* **What needs to be done**: Report each line of the records below that uses the word "style".

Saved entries
PR #594, opened 2026-07-15
fix(spawn): record the authoritative worktree and refuse pool exhaustion loudly

saucetech:
## Summary

Fixes two related defects in `bin/fm-spawn.sh`'s ship/scout worktree resolution observed on 2026-07-14:

**Defect 1 — wrong worktree recorded.** When treehouse DID create an isolated slot, the spawn summary line and `state/<id>.meta` sometimes recorded `worktree=<project clone path>` instead of the real treehouse slot path, even though the pane's actual cwd was the slot. Root cause: the recorded value came from a raw pane-path poll captured mid-wait, not from `validate_spawn_worktree`'s own freshly re-resolved, canonicalized toplevel check that runs immediately after.

Fix: `validate_spawn_worktree` now exposes its verified canonical path via a new `VALIDATED_WT_REAL` global; the treehouse-get wait call site reassigns `WT=$VALIDATED_WT_REAL` after the assert passes, so the recorded value can never diverge from what was actually verified. Orca's own worktree-create API call site is intentionally excluded (it never polls a pane and already returns a canonical path from its own API), so its existing tests are unaffected.

**Defect 2 — pool exhaustion silently proceeds.** With the treehouse pool transiently exhausted, a spawn's pane could stay in the project clone (the fleet's mirror), and `fm-spawn` still launched the agent there and returned success — real agents made scratch commits into the mirror before being emergency-stopped.

Fix: the worktree-discovery wait now retries across bounded, overridable rounds (`FM_SPAWN_WT_WAIT_ROUNDS`/`_TRIES`/`_INTERVAL`, defaulting to the original 60x1s bound plus 2 more rounds), re-sending `treehouse get` each retry round, since the pool has been observed growing new slots asynchronously within minutes. Exhausting every round is a hard refusal — never a silent launch into the project clone. Any isolation-check refusal now also kills the already-launched backend window via `fm_backend_kill` before exiting non-zero, so a refusal never leaves an agent-less window stranded in the tangled directory.

## Changes

- `bin/fm-spawn.sh` — the fix described above, plus review-round hardening (regex-validated `FM_SPAWN_WT_WAIT_INTERVAL` fallback, matching the codebase's other fractional-wait env vars)
- `tests/fm-backend.test.sh` — two new tests (stuck-pane refusal + window kill; late-settling-pane authoritative recording through a symlinked alias path) and an update to the existing symlink test to expect the new canonical recording
- `docs/configuration.md` — new env vars and behavior
- `docs/zellij-backend.md` — document-step fix dropping a now-stale "60s" figure
- `AGENTS.md` — section 7 update describing the new retry/kill/authoritative-recording behavior

Bash 3.2 (stock macOS) compatibility verified throughout (`/bin/bash -n`, and the full suite run under `/bin/bash` 3.2.57).

## Test plan

- [x] `bin/fm-lint.sh` (pinned ShellCheck) clean
- [x] `bash -n` clean on both GNU bash and stock macOS `/bin/bash` 3.2.57
- [x] Full `tests/*.test.sh` suite passes, including the two new tests, under both bash versions
- [x] Confirmed via `git stash` clean-checkout comparison that the one pre-existing local test failure (`fm-turnend-guard.test.sh`'s Node `ExperimentalWarning` quirk) is unrelated to this change and predates it
- [ ] CI green on this PR


kunchenguid:

PR #597, opened 2026-07-15
Windows (Git Bash/MSYS) support for spawn, supervision, adapters, and the test suite

Kallas95:
## Summary

This PR makes firstmate fully functional on Windows 11 under Git Bash (MSYS) with the herdr backend.
It is the stack we have been running in production locally since 2026-07-11; a crewmate was spawned, supervised, and shipped a merged PR end to end with these patches, and the targeted test suites now pass on Windows.

The commits fall into three groups.

### Runtime enablement (spawn and supervision path)

- **Session and wake-queue locks on Git Bash**: lock helpers gain an MSYS arm (PowerShell CIM pid walk, `MSYS=winsymlinks:sys`).
- **Worktree discovery for crewmate spawns**: herdr has no `foreground_cwd` on Windows, so pane cwd falls back to `.cwd` + `cygpath -u`; treehouse subshell detection points `COMSPEC` at PowerShell so the pane cwd updates via OSC 7.
- **Agent launch through Git Bash**: herdr panes run PowerShell on Windows, so the launch command is routed through `bash -l <launch.sh>`.
- **`fm_pid_identity` on MSYS**: BusyBox-style `ps` rejects `-o`, so the identity is parsed from the default `ps -p` columns (WINPID + STIME + COMMAND), preserving the pid-reuse guarantee the Unix `lstart+command` query gives. The Unix branch keeps the upstream `LC_ALL=C` pin.

### Node-side adapters

- **OpenCode plugin and Pi extension spawned `bin/*.sh` directly**: Windows node cannot exec a shebang script, and the spawn `error` event was swallowed as a pass, so the turn-end guard silently never ran. Scripts are now routed through bash on `win32`.
- **`fm-arm-command-policy.mjs` path matching**: `path.normalize`/`path.join` flip to backslashes on Windows node and never match the POSIX patterns, and MSYS hands `--root`/`--home` as `C:/...` while paths inside the command string stay `/c/...` - on Windows the deny policy was effectively inert. A `posixNormalize` helper folds every spelling into one forward-slash, uppercase-drive form.
- **TERM delivery to the Pi watch arm child**: native node's `child.kill()` is `TerminateProcess` on Windows, so the bash arm child died without running its TERM trap, and node's Windows pid cannot be mapped back after MSYS `exec` swaps the underlying Windows process. The launch command records the child's own MSYS pid (`$$` survives exec) in `state/.pi-watch-arm-msys-pid`, and `stopArm` delivers a real MSYS TERM via Git Bash `kill`, falling back to `child.kill` when unavailable.

### Test harness

- **TERM-resistant test peers must be MSYS processes**: MSYS `kill -TERM` to a non-MSYS binary (node) is emulated as `TerminateProcess`, which no in-process handler can ignore, so the watcher-lock healthy-peer scenario used a node peer that died and had its lock stolen. A `bash -c 'trap "" TERM; sleep 300'` peer ignores TERM identically on every platform.
- **`fm_fakebin_tool` replaces `ln -s` fakebins**: on MSYS `ln -s` copies the exe away from its DLLs (a copied `bash.exe` cannot load `msys-2.0.dll` from a bare-PATH fakebin), and bash resolves builtins like `printf` to a bare name no link can target. A `/bin/sh` wrapper execs the real path instead. Applied across the turnend-guard, cd-pretool, and arm-pretool suites.
- **Bootstrap suite**: the hermetic `BASE_PATH` (`/usr/bin:/bin`) has no git on Git-for-Windows (git lives in `/mingw64/bin`), which broke both the new `COMMON_TOOLS` git check and the fleet-sync fakes that delegate repo-state queries through `command git`; the ambient git's directory is appended on MSYS. The `add_real_jq` shim also strips the CRLF that native Windows jq builds emit, which poisoned exact-string assertions.

## Environment notes (not part of the diff)

Two host-level requirements surfaced while getting the suites green; they may be worth documenting in the Windows section of the docs:

- Native Windows jq builds (winget, even 1.8.x) open stdout in text mode and emit CRLF, which corrupts every bash `$(jq -r ...)` capture in the herdr adapter. We run an LF-stripping wrapper ahead of it on PATH.
- An empty locale (`LANG` unset) breaks multibyte glyph classification in `fm-composer-lib` (the composer `❯` row reads `pending` instead of `empty`); `LANG=C.UTF-8` fixes it.

## Test plan

On Windows 11 + Git Bash, with the environment notes above applied, all of the following pass (most failed or could not run before this stack):

`fm-bootstrap`, `fm-watcher-lock`, `fm-wake-queue`, `fm-turnend-guard`, `fm-spawn-batch`, `fm-spawn-dispatch-profile`, `fm-backend-herdr`, `fm-composer-lib`, `fm-arm-pretool-check`, `fm-cd-pretool-check`, `fm-pi-watch-extension`, `fm-pi-primary-types`, `fm-lint`.

No behavior change on macOS/Linux: every Windows arm is gated on `uname` `MINGW*|MSYS*` or `process.platform === "win32"`, and the shared-code changes (`posixNormalize`, wrapper fakebins, bash test peers) are platform-neutral.

### DIFF
--- a/.opencode/plugins/fm-primary-turnend-guard.js
+++ b/.opencode/plugins/fm-primary-turnend-guard.js
@@ -43,7 +43,14 @@ function resolvePath(anchor) {
 
 function runGuard(root) {
   if (!root) return Promise.resolve({ code: 0, stderr: "" });
-  return runProcess(`${root}/bin/fm-turnend-guard.sh`, [], '{"stop_hook_active":false}');
+  const script = `${root}/bin/fm-turnend-guard.sh`;
+  // Windows node cannot exec a shebang script directly; spawn would emit
+  // 'error' (swallowed as a pass) instead of running the guard. Route it
+  // through bash (Git Bash on PATH) there.
+  if (process.platform === "win32") {
+    return runProcess("bash", [script], '{"stop_hook_active":false}');
+  }
+  return runProcess(script, [], '{"stop_hook_active":false}');
 }
 
 async function letWatchArmRun(sessionID, client) {
--- a/.pi/extensions/fm-primary-pi-watch.ts
+++ b/.pi/extensions/fm-primary-pi-watch.ts
@@ -23,6 +23,7 @@ const state = process.env.FM_STATE_OVERRIDE || `${fmHome}/state`;
 const config = process.env.FM_CONFIG_OVERRIDE || `${fmHome}/config`;
 const armScript = `${fmRoot}/bin/fm-watch-arm.sh`;
 const marker = `${state}/.pi-watch-extension-loaded`;
+const armMsysPidFile = `${state}/.pi-watch-arm-msys-pid`;
 const extensionVersion = `sha256:${createHash("sha256").update(readFileSync(extensionFile)).digest("hex")}`;
 
 let child: any = null;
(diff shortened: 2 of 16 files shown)


Kallas95:
Closing - I'm maintaining these Windows/MSYS fixes as local patches for now. Happy to reopen with a refreshed stack if there's upstream interest.

PR #611, opened 2026-07-15
fix: deliver afk escalations when Herdr is idle

knowttl:
## Diagnosis

The primary read-only daemon log recorded repeated `inject deferred: supervisor pane busy (agent mid-turn)` events and a 31,726-second max-defer wedge.

`pane_is_busy` asked Herdr for native state but then re-scanned scrollback when it reported `idle`; historical quoted `esc to interrupt` output therefore made an idle supervisor appear busy indefinitely.

A related tmux submit-verification bug treated Claude’s `❯` plus U+00A0 empty composer as pending because POSIX `[:space:]` does not trim U+00A0.

## Fix

- Treat a legible Herdr native `busy` or `idle` status as conclusive for the supervisor injection guard, while retaining regex fallback for `unknown`.
- Keep the confirmed-empty composer guard and type-once, Enter-only submit model unchanged.
- Add shared U+00A0-aware edge trimming without discarding U+00A0 inside typed text.
- Record the 2026-07-15 incident and verification in `docs/herdr-backend.md`.

## Tests and verification

- `bash tests/fm-composer-lib.test.sh`
- `PATH="$PWD/.tmp-bin:$PATH" bin/fm-lint.sh` with the repository-pinned ShellCheck 0.11.0 installer.
- Regression coverage includes native-idle scrollback containing `esc to interrupt`, a max-defer delivery simulation, and the Claude U+00A0 composer state.

No Herdr session, workspace, or pane lifecycle command was used.

### DIFF
--- a/bin/fm-composer-lib.sh
+++ b/bin/fm-composer-lib.sh
@@ -159,6 +159,29 @@ fm_composer_strip_ghost() {
   '
 }
 
+# fm_composer_trim: trim ordinary whitespace plus the U+00A0 no-break-space
+# that Claude renders after an otherwise-empty prompt glyph. POSIX [:space:]
+# does not include U+00A0, so it must be handled explicitly without treating a
+# no-break space inside real typed text as disposable.
+fm_composer_trim() {  # <content>
+  local content=$1 nbsp=$'\302\240'
+  while :; do
+    case "$content" in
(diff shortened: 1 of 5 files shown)


knowttl:
opened against wrong base by mistake

PR #613, opened 2026-07-15
fix(watch): canonicalize watcher-lock paths against case-insensitive-fs aliases

saucetech:
## Summary

Fixes a path-casing false negative in the watcher arm's healthy-watcher verification, observed live on 2026-07-15.

`bin/fm-watch-arm.sh` (via the shared `fm_watcher_lock_matches_pid` in `bin/fm-wake-lib.sh`) verified a healthy watcher by comparing the lock's recorded `fm-home`/`watcher-path` fields against its own resolved `$FM_HOME`/`$WATCH` with exact string equality. `SCRIPT_DIR`/`FM_HOME` are derived via `cd + pwd`, which preserves the caller's casing rather than resolving to a canonical form. On macOS's case-insensitive filesystem, the same directory is reachable via differently-cased paths (e.g. a harness that `cd`'d via a lowercased alias), so:

- `healthy_watcher()` returned false for a genuinely live, fresh watcher — the arm reported `watcher: FAILED - no live watcher with a fresh beacon` and forked a duplicate child that always lost the singleton race.
- `--restart` could not match the lock's pid via `watch_lock_matches_pid`, so it silently no-op'd instead of restarting this home's own watcher.

## Changes

- `bin/fm-wake-lib.sh` — new `fm_canonical_path` helper (`cd` + `pwd -P`, bash 3.2 safe, no GNU `realpath` dependency); `fm_watcher_lock_matches_pid` now compares canonicalized forms of both `fm-home` and `watcher-path` on both sides, so a case-insensitive-filesystem alias (or a stray symlink) of either path matches.
- `bin/fm-watch-arm.sh` — `clear_stale_recorded_watcher_lock` uses the same canonical comparison for both fields, so a case-aliased recorded lock is still recognized as this home's own.
- `bin/fm-watch.sh` — the watcher's lock writer now records canonical `fm-home`/`watcher-path` at lock time too, so writer and reader converge on one form. The reader still re-canonicalizes independently, so a lock written by an older, un-fixed watcher still matches.
- `tests/fm-watcher-lock.test.sh` — three new tests: a direct unit test of the fixed comparator tolerating a path alias, an end-to-end test that arm mode attaches to (rather than falsely fails) a healthy watcher despite a path-aliased `FM_HOME`, and an end-to-end test that `--restart` actually restarts (rather than silently no-ops on) this home's own watcher under the same alias condition. These use a symlink-based alias rather than relying on the host's case-folding behavior, since that's deterministic on every OS/filesystem (a literal case-fold alias never occurs on a case-sensitive Linux CI runner, and proved unreliable even in this PR's own validation sandbox) — it exercises the identical `fm_canonical_path` codepath the real bug hits. Verified all three fail against the pre-fix code and pass against the fix.

Lock semantics, singleton behavior, and beacon freshness rules are unchanged — only path comparison/normalization.

### Audit of sibling guards

Checked the other places that compare recorded watcher/session state by path for the same exact-string-comparison class:

- `bin/fm-session-start.sh`'s lock step delegates to `bin/fm-lock.sh`, which is PID-only (no path comparison) — not affected.
- `bin/fm-turnend-guard.sh` already calls the shared `fm_watcher_healthy`/`fm_watcher_lock_matches_pid` — it inherits this fix for free with no direct edit needed.
- `bin/fm-guard.sh` delegates to `bin/fm-supervision-lib.sh`, which only checks beacon mtime freshness, no path comparison — not affected.

## Test plan

- [x] `bin/fm-lint.sh` (pinned ShellCheck) clean
- [x] `tests/fm-watcher-lock.test.sh` full suite passes, including the three new tests
- [x] Confirmed the three new tests fail against the pre-fix code (via `git stash`) and pass against the fix
- [x] `tests/fm-daemon.test.sh`, `tests/fm-secondmate-sync.test.sh`, `tests/fm-turnend-guard.test.sh` unaffected
- [x] no-mistakes pipeline: review, test, document, and lint steps all passed (one test-step fix round applied `NODE_NO_WARNINGS=1` to `tests/fm-turnend-guard.test.sh` to suppress a pre-existing, unrelated Node.js `ExperimentalWarning` quirk — the same known flake noted in #594's test plan)
- [ ] CI green on this PR

### DIFF
--- a/bin/fm-wake-lib.sh
+++ b/bin/fm-wake-lib.sh
@@ -50,14 +50,49 @@ fm_path_age() {
   echo $(( $(date +%s) - m ))
 }
 
+# fm_canonical_path <path>
+# Resolves <path> to its physical form (no symlinks, on-disk casing) via `cd` +
+# `pwd -P` - bash 3.2 safe, no GNU realpath dependency. On a case-insensitive
+# filesystem (macOS default), two differently-cased strings for the same
+# directory canonicalize to one identical string, so callers that compare
+# resolved paths instead of raw strings never false-negative on a casing or
+# symlink alias of the same location (e.g. a harness that cd'd via a
+# lower-cased path alias). Works for both directories and regular files: a
+# file's containing directory is resolved and its basename is reattached
+# unchanged, since a differently-cased leaf *filename* (as opposed to a
+# directory component in the chain) is not something this codebase's
+# fixed-literal script paths ever vary. Falls back to the original string
+# unresolved (and a non-zero return) when <path> is empty or its directory
+# cannot be entered (e.g. it does not exist), so a miss degrades to the prior
+# literal-string comparison rather than silently matching everything.
+fm_canonical_path() {
+  local path=$1 dir base resolved
+  [ -n "$path" ] || { printf '%s\n' "$path"; return 1; }
+  if [ -d "$path" ]; then
+    resolved=$(cd "$path" 2>/dev/null && pwd -P) || { printf '%s\n' "$path"; return 1; }
+    printf '%s\n' "$resolved"
+    return 0
+  fi
+  dir=$(dirname "$path")
+  base=$(basename "$path")
+  resolved=$(cd "$dir" 2>/dev/null && pwd -P) || { printf '%s\n' "$path"; return 1; }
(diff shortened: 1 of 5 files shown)


kunchenguid:

PR #621, opened 2026-07-16
fix(supervision): fingerprint lock identity from /proc start_ticks, not ps lstart

noahjobse:
## Problem

The supervision lock-identity fingerprint (`fm_pid_identity` in `bin/fm-wake-lib.sh`) is derived from `ps -p <pid> -o lstart=`. `lstart` is not a stable primitive: the kernel derives it from `btime` (boot time) plus the process's `starttime` ticks. `starttime` never moves, but `btime` is recomputed and jitters (observed ~1s, roughly every 30s, on a WSL2 host).

Every `btime` jump shifts the derived `lstart` of *every* live process. So a live lock holder's fingerprint drifts against its own process with no second writer. The health predicate `fm_watcher_lock_matches_pid` then misreads a healthy, beating, lock-holding watcher as "not ours" and raises false **"supervision off"** alarms. A forced re-arm off that misread could then act on the wrong process.

This is a self-inflicted flap: nothing external changes, yet supervision reports itself down.

## Fix

Fingerprint from `/proc/<pid>/stat` field 22 (start ticks) instead. That value is boot-relative, carries no `btime` term, and is constant for the process lifetime, so it cannot drift.

- New `fm_pid_start_ticks` reads field 22, counting fields *after the last `)`* so a `comm` containing spaces or `)` can't shift the count.
- `fm_pid_identity` now emits `<start_ticks> <command>`. The old `lstart` read is kept only as a fallback where `/proc` does not exist (macOS). `LC_ALL=C` is still pinned so the command half stays locale-invariant.

### Compatibility

The identity string is only *written* and *equality-compared* by every consumer (`fm-watch`, `fm-watch-arm`, `fm-afk-launch`, `fm-afk-start`, `fm-supervise-daemon`) — none parse its fields — so this is drop-in. The one transition effect: a watcher/daemon already running at upgrade whose recorded identity is an `lstart` string re-reads as not-matching once, is treated as stale, and re-records its ticks identity. A single, self-healing event.

## Verification

Two focused cases added to `tests/fm-watcher-lock.test.sh`:

1. **byte-stability** — the same live pid fingerprints byte-identically across 20 repeated reads.
2. **start-ticks, not lstart** — asserts the fingerprint's start half is `/proc/<pid>/stat` field 22, and that it stays fixed across a *simulated `btime` shift* under which the equivalent `lstart` derivation (`btime + starttime/HZ`) provably would move. This pins the cure so a future refactor can't quietly regress it back to `lstart`. Skips cleanly where `/proc` is absent.

The existing `test_pid_identity_is_locale_invariant` still passes. Full `tests/fm-watcher-lock.test.sh` suite is green (24 cases, exit 0) on Linux.

Verified on the original WSL2 host where the drift was observed: the new fingerprint held byte-identical across a real `btime` jitter that shifted `lstart`.

## Scope

Deliberately narrow: the root-cause primitive plus its regression tests. This is extracted from a larger torn-watcher-lock hardening set on the contributing fork; this PR is the focused, reviewable core of it.

### DIFF
--- a/bin/fm-wake-lib.sh
+++ b/bin/fm-wake-lib.sh
@@ -23,17 +23,45 @@ fm_pid_alive() {
   kill -0 "$pid" 2>/dev/null
 }
 
+# The kernel's own start time for a pid: boot-relative clock ticks, /proc/<pid>/stat
+# field 22. comm (field 2) is parenthesised and may itself contain spaces or ')',
+# so fields are counted from after the LAST ')'. Absent where /proc is (macOS).
+fm_pid_start_ticks() {
+  local pid=$1
+  [ -r "/proc/$pid/stat" ] || return 1
+  awk '{ s = $0; sub(/^.*\) /, "", s); n = split(s, f, " "); if (n < 20) exit 1; print f[20] }' \
+    "/proc/$pid/stat" 2>/dev/null
+}
+
 fm_pid_identity() {
-  local pid=$1 out
+  local pid=$1 start cmd
   case "$pid" in
     ''|*[!0-9]*) return 1 ;;
   esac
-  # Pin LC_ALL=C so lstart's date format is locale-invariant: the identity is
-  # written under one locale but re-read under the machine's ambient locale, which
-  # would otherwise mismatch on a non-C locale (e.g. ko_KR) and reject a live watcher.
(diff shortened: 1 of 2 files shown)


noahjobse:
Closing for now - shelving the no-mistakes-raised resubmission. The fix remains in noahjobse/firstmate and this can be reopened later if we return to it.

PR #634, opened 2026-07-16
feat(spawn): configurable CLAUDE_CONFIG_DIR for hands-free multi-account claude launch

### LINKED ISSUE #599: fm-spawn: claude crewmate launch hardcodes bare 'claude', failing on multi-account machines
## Summary

`bin/fm-spawn.sh`'s claude launch template runs **bare `claude`**, which resolves to the
default config dir (`~/.claude`). On a machine with **multiple Claude accounts** — where auth
lives in alternate config dirs and the default `~/.claude` is empty/unauthenticated — the
spawned crewmate lands on the "Select login method" wall and can never start.

## Details

Launch template (claude branch):

```
claude) printf '%s' 'CLAUDE_CODE_ENABLE_PROMPT_SUGGESTION=false claude --dangerously-skip-permissions __MODELFLAG____EFFORTFLAG__"$(cat __BRIEF__)"' ;;
```

There is no way to tell fm-spawn which account/profile a crewmate's claude should use. On a
multi-account setup the machine typically has a per-shell profile mechanism (e.g. an
`llm-profile`-style `lm <profile>` + `cl` flow that exports `CLAUDE_CODE_USE_WEB_LOGIN=1`, or a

* **Task response**:
- **`fm_pid_identity` on MSYS**: BusyBox-style `ps` rejects `-o`, so the identity is parsed from the default `ps -p` columns (WINPID + STIME + COMMAND), preserving the pid-reuse guarantee the Unix `lstart+command` query gives. The Unix branch keeps the upstream `LC_ALL=C` pin.
`llm-profile`-style `lm <profile>` + `cl` flow that exports `CLAUDE_CODE_USE_WEB_LOGIN=1`, or a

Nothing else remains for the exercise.